If you have access to a multi-host compute cluster (a.k.a. a supercomputer), you can run intertext jobs by creating a number of jobs and passing host_id and host_count to the intertext process. The first of these arguments should identify the index value of the given job, and the second should identify the total number of jobs that will run. For example, to run 75 jobs on a Sun Grid Engine queueing system that uses module as a dependency manager, one can submit the following job file:

#!/bin/bash
#$ -N job-name
#$ -o output.log
#$ -t 1-75:1
#$ -r y
source ~/.bash_profile
module load python/3.6.0
python3 intertext/minhash.py -host_id=${SGE_TASK_ID} -host_count=75

This can be submitted with qsub FILENAME.sh where FILENAME refers to the name of the bash file with the content above. Each of those intertext processes will receive a unique job integer--{1:75} according to the -t argument provided--as sys.argv[1] and the total number of jobs as sys.argv[2].

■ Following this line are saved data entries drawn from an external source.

PR #8840, opened 2024-01-13
Win32 test fixes

Kontrabant:
Recent changes broke a few of the automated tests on Windows. This fixes the video_getSetWindowSize, video_setWindowCenteredOnDisplay, and video_getSetWindowState tests.

Dealing with windows in a docked/tiled state is annoying, as this state is completely internal to windows with no reliable way to detect it (simply relying on size doesn't always work), and doing things like programmatically changing the size on a window in the docked state will result in the immediate size changing, but Windows considers it to still be docked and will snap it back to the original, pre-docked size as soon as it is moved and leaves the docked state. This is all internal Windows behavior, so there's nothing we can really do to fix this. The best we can do, and what these commits implement, is to just let Windows manage things unless the application explicitly requested a new size/position, in which case it will get what it asked for, but Windows can still revert to the old size later when the window leaves the docked state. This is the case without these commits too, but the tests pass now.

### DIFF
--- a/src/video/windows/SDL_windowsevents.c
+++ b/src/video/windows/SDL_windowsevents.c
@@ -1090,6 +1090,25 @@ WIN_WindowProc(HWND hwnd, UINT msg, WPARAM wParam, LPARAM lParam)
         if (data->expected_resize) {
             returnCode = 0;
         }
+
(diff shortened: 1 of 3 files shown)


slouken:
Merged, thanks!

Please note all jobs will need to finish a task before any job moves on, so you should only submit a number of jobs equal to the number you can expect to run at the same time on the compute cluster.

Deploying on AWS

The following covers steps you can take to deploy this application on an Amazon Linux AMI on AWS.

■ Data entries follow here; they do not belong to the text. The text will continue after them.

PR #8844, opened 2024-01-15
Make Xbox GDK code public (and fix some GDK code rot)

### LINKED ISSUE #8681: Move Xbox GDK rendering code to public repo
Currently, to build for Xbox GDK you need to copy over SDL_render_d3d12_xbox.h/cpp and the two Xbox d3d12 shader blob sources files from the GDK forums (under NDA).

However, I heard back from Microsoft that the code in SDL_render_d3d12_xbox.h/cpp is referencing APIs that is now public in their samples, so they don't have an issue with that code also being in the public SDL repo.

They do have an issue with the shader blobs, however, because the shader blob format is under NDA, and further may be brittle because they are subject to change between Xbox GDK releases.. Their suggestion was that we can do something like they do in DirectXTK12, which is have a script which builds the bitcode using the installed GDK (eg. https://github.com/microsoft/DirectXTK12/blob/main/Src/Shaders/CompileShaders.cmd).

As far as I know, this isn't something that's typically done in SDL, but conceivably I could add a pre-build step in the VisualC-GDK project files. The idea would be that if you're building for Xbox, it would generate the SDL_shaders_d3d12_xbox*.cpp files for you via a script that utilized the installed GDK shader compiler. Then it would just compile the source as it is. That way we can still have everything we need in the SDL repo without running afoul of the NDA?

I made this as an issue for discussion -- am open to ideas on what would be the best way to approach this. I think it would be a nice win and simplify things to have the Xbox stuff all just be in the public repo without needing to maintain a separate NDA'd set of files.

Feel free to assign this issue to me.

chalonverse:
This adds the Xbox GDK code that previously was hidden on an NDA forum, resolving the issue with shader blobs that Microsoft requested I change before making it public.

## Description
* Updated to October 2023 Update 1 version of GDK
* Fixed some compile errors on both WinGDK and XboxGDK which had been introduced with SDL3 changes (both in SDL3 and in the GDK tests)
* The Xbox rendering code is now fully included in the public repo. For the Xbox shader file blobs, the headers are generated by a batch file that is a pre-build step. This means Xbox no longer requires you to chase down files on the NDA forums to get it to work (though of course, you can still only install GDKX and build the project for Xbox if you have NDA access)
* Updated README-gdk.md to include information about Xbox

## Existing Issue(s)
Resolves #8681 

@TheSpydog @flibitijibibo Are you able to test this PR and make sure that you are able to run the VisualC-GDK tests on your Xbox kits? I actually had to give my Xbox kit to another developer, so while I know everything builds with GDKX, I'm currently not able to test on an Xbox. (I did confirm all the WinGDK stuff still works with the changes, though).

### DIFF
--- a/.gitignore
+++ b/.gitignore
@@ -79,6 +79,7 @@ VisualC/tests/testscale/sample.bmp
 VisualC/tests/testsprite/icon.bmp
 VisualC/tests/testyuv/testyuv.bmp
 VisualC-GDK/**/Layout
+VisualC-GDK/shaders/*.h
 
 # for Android
 android-project/local.properties
--- a/VisualC-GDK/SDL.sln
+++ b/VisualC-GDK/SDL.sln
@@ -11,6 +11,9 @@ EndProject
 Project("{8BC9CEB8-8B4A-11D0-8D11-00A0C91BC942}") = "SDL3_test", "SDL_test\SDL_test.vcxproj", "{DA956FD3-E143-46F2-9FE5-C77BEBC56B1A}"
 EndProject
 Project("{8BC9CEB8-8B4A-11D0-8D11-00A0C91BC942}") = "testcontroller", "tests\testcontroller\testcontroller.vcxproj", "{55812185-D13C-4022-9C81-32E0F4A08305}"
+	ProjectSection(ProjectDependencies) = postProject
+		{DA956FD3-E143-46F2-9FE5-C77BEBC56B1A} = {DA956FD3-E143-46F2-9FE5-C77BEBC56B1A}
+	EndProjectSection
 EndProject
 Project("{8BC9CEB8-8B4A-11D0-8D11-00A0C91BC942}") = "testgdk", "tests\testgdk\testgdk.vcxproj", "{1C9A3F71-35A5-4C56-B292-F4375B3C3649}"
 EndProject
--- a/VisualC-GDK/SDL/SDL.vcxproj
+++ b/VisualC-GDK/SDL/SDL.vcxproj
@@ -170,6 +170,12 @@
       <SubSystem>Windows</SubSystem>
       <IgnoreAllDefaultLibraries>true</IgnoreAllDefaultLibraries>
     </Link>
+    <PreBuildEvent>
+      <Command>$(SolutionDir)\shaders\buildshaders.bat $(SolutionDir)</Command>
+    </PreBuildEvent>
+    <PreBuildEvent>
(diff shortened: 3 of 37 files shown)


chalonverse:
(Also as a note, this PR isn't really possible to trivially cherry-pick back into SDL2, since most of the compilation fixes were specifically a reaction to current changes on the SDL3 main branch)

fenryo237:
Hello first let me thank you for the very good job you have done.
I am currently porting my game on Xbox using FNA and the AOT Native Tools.
But I am unable to build the SDL2.dll from VisualC-GDK I got 2 errors

LNK1120	1 unresolved externals	(SDLPath))\SDL\VisualC-GDK\Gaming.Xbox.XboxOne.x64\Debug\SDL2.dll	

LNK2019	unresolved external symbol MsgWaitForMultipleObjects referenced in function WIN_WaitEventTimeout	(PathSDL)\SDL\VisualC-GDK\SDL\SDL_windowsevents.obj	

Any fix?

chalonverse:
This looks like probably a recent breakage likely due to this change: https://github.com/libsdl-org/SDL/commit/2670eb44afec9311ee8fbec447703c427db1e1c8

Because the SDL3 code is in very active development and we can’t have a GitHub Actions CI build for Xbox (due to NDA needed for the GDKX), this build breaking isn’t that surprising.

Most of these types of errors just mean that simply the function (in this case MsgWaitForMultipleObjects) is only available on the Desktop Partition of windows.h, and is not available on Xbox. So the fix in this case is probably to make it so Xbox builds use the old version of WIN_WaitEventTimeout or if use another similar function we can use instead of MsgWaitForMultipleObjects if one exists on the Xbox.

chalonverse:
> Thanks @chalonverse for your reply. -- So thanks to @flibitijibibo advice I went back on the SDL2 release 2.28.X which seems to be okay BUT there are missing headers (I juste have the placeholders files). I am a member of ID@xbox (I can prove it) so how can I do to get access to the missing headers/files so I can complete my SLD2 build for Xbox? Do I have to write an official email to someone or something?

For the 2.28 release, you can get the actual non-placeholder files from here: https://forums.xboxlive.com/questions/130003/

fenryo237:
> For the 2.28 release, you can get the actual non-placeholder files from here: https://forums.xboxlive.com/questions/130003/
Thanks @chalonverse !!
I got them in the aot project and now I am able to build on XboxOne.
There was a lot of manual fix to do (thanks to captain @flibitijibibo)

While creating the instance, add the following Custom TCP Ports to the default security settings:

Port Range Source Description
80 0.0.0.0/0, ::/0 HTTP
443 0.0.0.0/0, ::/0 HTTPS
27017 0.0.0.0/0, ::/0 MongoDB

After creating and ssh-ing to the instance, you can install all application dependencies, process the sample data, and start the web server with the following commands.

sudo yum update -y
sudo yum groupinstall "Development Tools" -y

##
# Node
##

curl -o- https://raw.githubusercontent.com/creationix/nvm/v0.32.0/install.sh | bash
. ~/.nvm/nvm.sh
nvm install 6.10.0
node -v

##
# Mongo
##

sudo touch /etc/yum.repos.d/mongodb-org-3.4.repo
sudo vim /etc/yum.repos.d/mongodb-org-3.4.repo

# paste the following:
[mongodb-org-3.4]
name=MongoDB Repository
baseurl=https://repo.mongodb.org/yum/amazon/2013.03/mongodb-org/3.4/x86_64/
gpgcheck=1
enabled=1
gpgkey=https://www.mongodb.org/static/pgp/server-3.4.asc

sudo yum install -y mongodb-org
sudo service mongod start
sudo chkconfig mongod on

##
# Python dependencies
##

sudo yum install libxml2-devel libxslt-devel python-devel -y
wget https://repo.continuum.io/archive/Anaconda2-4.1.1-Linux-x86_64.sh
bash Anaconda2-4.1.1-Linux-x86_64.sh

# accept the license agreement and default install location
source ~/.bashrc
which conda
rm Anaconda2-4.1.1-Linux-x86_64.sh

# create a virtual environment for your Python dependencies
conda create --name 3.5 python=3.5
source activate 3.5

# obtain app source and install Python dependencies
git clone https://github.com/YaleDHLab/intertext
cd intertext
pip install -r requirements.txt --user

##
# Intertext
##

# install node dependencies
npm install

# process texts
npm run detect-reuse

# start the server
npm run production

After running these steps (phew!), you should be able to see the application at http://YOUR_INSTANCE_IP:7092. To make the service run on a different port, specify a different port in server/config.json.

To forward requests for http://YOUR_INSTANCE_IP to port 7092, run:

sudo iptables -t nat -A PREROUTING -p tcp --dport 80 -j REDIRECT --to-ports 7092

Then users can see your application at http://YOUR_INSTANCE_IP without having to state a port.

Ubuntu Troubleshooting

If you are on Ubuntu and encounter difficulties with the Conda-provided Node, you can try:

sudo apt install nodejs
sudo apt install nodejs-legacy

(The last of these ensures /usr/bin/node actually calls /usr/bin/nodejs, which is required for the version of webpack used here.)